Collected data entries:
PR #4917, opened 2026-05-11
chore(dataplane): initial support for top-level dataplane labels

### LINKED ISSUE #4570: Review where we are using Dataplane tags internally or user facing
### Description

Tags are going so if we are using them to map things internally we neeed to find a replacement approach.

This issue could be just investagation or also actual replacement implementation

johncowen:
Adds more support for `labels` at the root of Dataplane/DataplaneOverview

The majority of this is mocking (both in the mocks and in the test override mocks)

In the application/data layer code itself, I've tried to keep a fallback to tags whilst preferring labels i.e. if a label is there we prefer that, if not fallback to previous tag functionality.

I noticed that a lot of the tag based functionality we have is using "deeper tags" i.e. in `.gateway` etc, which according to the OpenAPI don't have labels (at least yet). I need to confirm whether I need to consider labels in these deeper areas and then add support (preferably via OpenAPI first). I've loeft some comments in the code to remind me where these bits are and for reviewing. Personally I'd be fine merge these but also happy to remove these before merge if necessary.

Note: This PR does not add additional rendering of labels anywhere.

Part of and possibly closes https://github.com/kumahq/kuma-gui/issues/4570


packages/kuma-gui/features/mesh/dataplanes/Index.feature
```diff
@@ -28,6 +28,8 @@ Feature: mesh / dataplanes / index
         items:
         - name: fake-backend
           mesh: fake-default
+          labels:
+            kuma.io/display-name: !!js/undefined
```
schogges, line 36: Why does this need to be explicitely undefined while the others get set explicitely to the same value as name?

packages/kuma-gui/features/mesh/legacy-dataplanes/Index.feature
```diff
@@ -28,6 +28,8 @@ Feature: mesh / dataplanes / index
         items:
         - name: fake-backend
           mesh: fake-default
+          labels:
+            kuma.io/display-name: !!js/undefined
```
schogges: s.a.

packages/kuma-http-api/mocks/src/meshes/_/dataplanes/_/_overview.ts
```diff
@@ -46,21 +48,29 @@ export default ({ env, fake }: Dependencies): ResponseHandler => (req) => {
...
   return {
     headers: {},
     body: {
       type: 'DataplaneOverview',
       mesh,
       name,
+      labels: {
+        ...fake.kuma.labels({
+          name: displayName,
+          ...(multizone ? { zone } : {}),
```
schogges: I think in case of multizone we also need to set `kuma.io/origin: 'zone'`?

packages/kuma-http-api/mocks/src/meshes/_/dataplanes/_/_overview.ts
```diff
@@ -88,7 +98,7 @@ export default ({ env, fake }: Dependencies): ResponseHandler => (req) => {
                 tags: fake.kuma.tags({
                   protocol: ports[i].protocol,
                   service,
-                  zone: isMultizone && fake.datatype.boolean() ? fake.word.noun() : undefined,
+                  zone: multizone && fake.datatype.boolean() ? fake.word.noun() : undefined,
```
schogges: I think inbounds always have the same zone as the DP?

packages/kuma-http-api/mocks/src/meshes/_/dataplanes/_/_overview.ts
```diff
@@ -46,21 +48,29 @@ export default ({ env, fake }: Dependencies): ResponseHandler => (req) => {
...
 
   return {
     headers: {},
     body: {
       type: 'DataplaneOverview',
       mesh,
       name,
+      labels: {
+        ...fake.kuma.labels({
+          name: displayName,
```
schogges, line 86: Should we fall back to `name` if `displayName` is empty?

packages/kuma-http-api/mocks/src/meshes/_/dataplanes/_.ts
```diff
@@ -54,7 +67,7 @@ export default ({ fake, env }: Dependencies): ResponseHandler => (req) => {
                 const tags = fake.kuma.tags({
                   protocol: fake.kuma.protocol(),
                   service: fake.kuma.serviceName(),
-                  zone: isMultizone && fake.datatype.boolean() ? fake.word.noun() : undefined,
+                  zone: multizone && fake.datatype.boolean() ? fake.word.noun() : undefined,
```
schogges, line 83: s.a.

packages/kuma-http-api/mocks/src/meshes/_/dataplanes/_overview.ts
```diff
@@ -69,6 +71,13 @@ export default ({ fake, pager, env }: Dependencies): ResponseHandler => (req) =>
         return {
           type: 'DataplaneOverview',
           mesh,
+          labels: {
+            ...fake.kuma.labels({
+              name: displayName,
+              ...(multizone ? { zone } : {}),
```
schogges, line 89: s.a.

packages/kuma-http-api/mocks/src/meshes/_/dataplanes/_.ts
```diff
@@ -1,27 +1,40 @@
...
         apiVersion: 'kuma.io/v1alpha1',
-      }),
+      } : {}),
       type: 'Dataplane',
       mesh,
       name,
+      labels: {
+        ...fake.kuma.labels({
+          name: displayName,
+          ...(multizone ? { zone } : {}),
```
schogges, line 47: s.a.

packages/kuma-gui/features/mesh/dataplanes/Index.feature
johncowen: I wanted to keep at least one test with an unset `label['kuma.io/display-name']` just to ensure that if there is no label set it continues to work as before. Previously the mocks (and kuma itself) had no labels here.

packages/kuma-gui/features/mesh/legacy-dataplanes/Index.feature
johncowen: resolving this one, see above for convo

packages/kuma-http-api/mocks/src/meshes/_/dataplanes/_/_overview.ts
johncowen: See https://github.com/kumahq/kuma-gui/pull/4917/changes#diff-d868f83b2a3e57da334685ff25081d1c5c27a023f4c8d1bbff199e4b999bbc60R326

packages/kuma-http-api/mocks/src/meshes/_/dataplanes/_.ts
johncowen: This isn't quite the same as above because this is tags not labels.

The whole PR is about not using `tags` anywhere anymore, and since this has been like this for a veeeeeeeeery long time, I don't think its hugely important.

But I think I'm going to make a change here anyway for something else, so I can look at doing the same as I've done for `fake.kuma.labels` and automatically add the `kuma.io/origin` if you specify a zone, which I think is what we want here? lmk

packages/kuma-http-api/mocks/src/meshes/_/dataplanes/_/_overview.ts
johncowen: Since:

- This was how it worked before
- I'm not sure either
- In this particular case, I don't think it matters as we aren't trying to recreate a stateful and correct (from a data integrity perspective) application here, only stateless mocks.

I'm inclined to leave it as is. lmk!

packages/kuma-gui/features/mesh/dataplanes/Index.feature
schogges: Sounds like this is a special case you want to keep. I think it's worth adding a comment here.

schogges:
I'm not following the last [commit](https://github.com/kumahq/kuma-gui/pull/4917/changes/9fec5c5002bd10650c666f23715f614037a2e480). What are you trying to improve with this?

johncowen:
Oh sorry I meant to comment on here after I added the commit (I figured it would be of interest so I made sure I did an extra commit). Bare with me a sec and I'll come back and add some comment around it 👍

johncowen:
Ok so the main reason I added the next commit was mainly a result of this comment:

https://github.com/kumahq/kuma-gui/pull/4917#discussion_r3236118387

> Should we fall back to name if displayName is empty?

Its a bit of a long story/thought process but here goes 🤞 :

- I started looking the the fallbacks for displayName and hit the KRI stuff. 
- Then it took me a good while to remember that we did the weird aliasing thing so that both endpoints go to the same file.
- Next, I thought "it would have taken me less time to realise this if the files where on the filesystem", and also we should be adding trying to add new features and providing backwards compatibility rather than keeping old features and providing backwards compatibility.
- This thought process led me to adding the new on-filesystem files, with a simple `export`/alias to the old file. Less importantly but something we should do at some point would be to switch this around so the alias is in the old stuff. That being said we barely make `/_kri` HTTP calls as of right now, so I would guess we would move this around the same time as your KRI PRs that are up.
- I also noticed that the KRI/params code at the top of the files where we have this was a little inconsistent and (I can't remember exactly how) potentially not 100% ideal.
- I then worked on finding an easy copy/pastable chunk that I could copy/pasta and minimally change where necessary. Added a bunch of comments to make it super clear for future me.
- I then finished up by doing the copy/pasta of the same chunk and amending where necessary.
- Finally I changed any previous `label` usage to use the new `fake.kuma.labels` and the newly computed labels instead.
- Oh! Lastly I noticed the workloads endpoint on the filesystem weren't following the same pattern as all the rest of the endpoints (we noticed this with another resource a little while back) so I renamed them to follow the pattern elsewhere.

Ok, hopefully that gives the background, lemme know if you had more q's 👍

packages/kuma-http-api/mocks/src/_kri/kri_dp__.ts
```diff
@@ -0,0 +1,2 @@
+export { default } from '../meshes/_/dataplanes/_/_overview'
```
schogges: Oh, I've just realized that this wrongly used the `_overview` mock, but a KRI of a dataplane should actually return a `Dataplane` and not a `DataplaneOverview`. Also `DataplaneOverview`s do not have a KRI.

packages/kuma-http-api/mocks/src/meshes/_/dataplanes/_/_overview.ts
```diff
@@ -1,12 +1,26 @@
...
+    nspace = k8s ? fake.word.noun() : '',
+    displayName,
+  ] = kri ? kri.split('_') : [
+    'kri', // prefix
+    'dp', // shortName
+    String(req.params.mesh), // mesh
+    fake.helpers.arrayElement(['', fake.word.noun()]), // zone
+    ...String(req.params.name).split('.').toReversed(), // nspace, displayName
+  ]
+  const name = kri ? `${displayName}${nspace ? `.${nspace}` : ''}` : String(req.params.name)
```
schogges: s.a. this is/was actually not correct. We can't retrieve a `DataplaneOverview` via KRI.

packages/kuma-http-api/mocks/src/meshes/_/dataplanes/_.ts
schogges, line 1: The KRI handling in `DataplaneOverview` ☝️ should happen in here.

packages/kuma-http-api/mocks/src/zoneegresses/_.ts
```diff
@@ -1,13 +1,29 @@
...
+    zone,
+    // if its not a kri (which always has a nspace, even if it's ''), or the
+    // name has no '.', then, if its k8s use a random nspace, otherwise ''
+    nspace = k8s ? fake.word.noun() : '',
+    displayName,
+  ] = kri ? kri.split('_') : [
+    'kri', // prefix
+    'ze', // shortName
+    String(req.params.mesh), // mesh
+    // @TODO
```
schogges: Is the `@TODO` a leftover?

schogges (commented):
Since the current mock around retrieving a DP via KRI is wrongly returning a `DataplaneOverview` my comments below can be done in a follow-up or here. Lmk 🙂

packages/kuma-http-api/mocks/src/_kri/kri_dp__.ts
johncowen: Ah nice spot thankyou!

packages/kuma-http-api/mocks/src/zoneegresses/_.ts
johncowen: ah perfect! Yes it will be, thanks for nudge!

johncowen:
Sorry for the delay here, just coming back round to this now. Need to rebase then I'll take a look at the feedback 👍

packages/kuma-gui/features/mesh/dataplanes/Index.feature
johncowen: Added a comment during rebase

packages/kuma-http-api/mocks/src/meshes/_/dataplanes/_/_overview.ts
johncowen: Its funny actually because I think this is one of the things that made me even do this commit. I was looking at this file and thinking "why does this file even have the KRI stuff? You can't access this via a KRI". I'm glad the diffs here have made this clearer and we can sort 👍

packages/kuma-http-api/mocks/src/meshes/_/dataplanes/_/_overview.ts
johncowen: This was resolved by my second commit here but it turns out this file doesn't even need KRI support, so I'll make another commit here to resolve this 👍

packages/kuma-http-api/mocks/src/zoneegresses/_.ts
johncowen: Resolved in https://github.com/kumahq/kuma-gui/pull/4917/changes/100524763ca8ac06ac839d9420b63fc0b29c660c

packages/kuma-http-api/mocks/src/meshes/_/dataplanes/_.ts
johncowen: Resolved in https://github.com/kumahq/kuma-gui/pull/4917/commits/e92510b519681c563fb6322029b29700070fc353

packages/kuma-http-api/mocks/src/meshes/_/dataplanes/_/_overview.ts
johncowen: Resolved in https://github.com/kumahq/kuma-gui/pull/4917/commits/e92510b519681c563fb6322029b29700070fc353

packages/kuma-http-api/mocks/src/meshes/_/dataplanes/_/_overview.ts
johncowen: Resolving this one, I've used a new approach including the KRI version of the endpoints to default all the KRI related segments, resolving this one.

packages/kuma-http-api/mocks/src/meshes/_/dataplanes/_/_overview.ts
johncowen: Resolved this one, but feel free to reopen if necessary 👍

packages/kuma-http-api/mocks/src/meshes/_/dataplanes/_/_overview.ts
```diff
@@ -1,12 +1,17 @@
...
+    mesh,
+    zone,
+    nspace = '',
+    displayName,
+  ] = [
+    String(req.params.mesh), // mesh
+    fake.helpers.arrayElement(['', fake.word.noun()]), // zone
+    ...String(req.params.name).split('.').toReversed(), // nspace, displayName
+  ]
+  const name = String(req.params.name)
```
schogges, line 15: Even though I like this approach to get the `displayName` and `namespace` a lot more than what we had before, I think this is still not 100% correct. Correct me if I'm wrong and misunderstood something. Just from reading I currently assume that this results in incorrect displayName when there is no namespace in the name.

```ts
✅ 
const [ns = '', displayName] = 'foo.bar'.split('.').toReversed() // -> ns: bar, displayName: foo

❌ 
const [ns = '', displayName] = 'foo'.split('.').toReversed() // -> ns: foo, displayName: undefined
```

Furthermore, there may be more dots in the name, i.e. `a.service.kuma-demo`. So we need to join back the dots after splitting up.
I remember myself trying to find a more elegant and better working approach for this to replace what we had before.

Since this is just mocks and it seems to work for now I'm fine putting this on a follow-up, but still wanted to bring it up 🙂

schogges (dismissed):
One thing, but I think this is non-blocking

packages/kuma-http-api/mocks/src/meshes/_/dataplanes/_/_overview.ts
johncowen: Oh yeah, your red X case here does look like this is wrong, one sec lemme look at this again

johncowen: K what we discussed has now been applied everywhere here lmk!

schogges (approved):
LGTM 👍

packages/kuma-http-api/mocks/src/meshes/_/dataplanes/_/_overview.ts
schogges: Thanks, this looks good now 👍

▶ Aim of the exercise
Copy out every line of the records that the string "after" appears in.

▶ Written answer
Oh sorry I meant to comment on here after I added the commit (I figured it would be of interest so I made sure I did an extra commit). Bare with me a sec and I'll come back and add some comment around it 👍
Furthermore, there may be more dots in the name, i.e. `a.service.kuma-demo`. So we need to join back the dots after splitting up.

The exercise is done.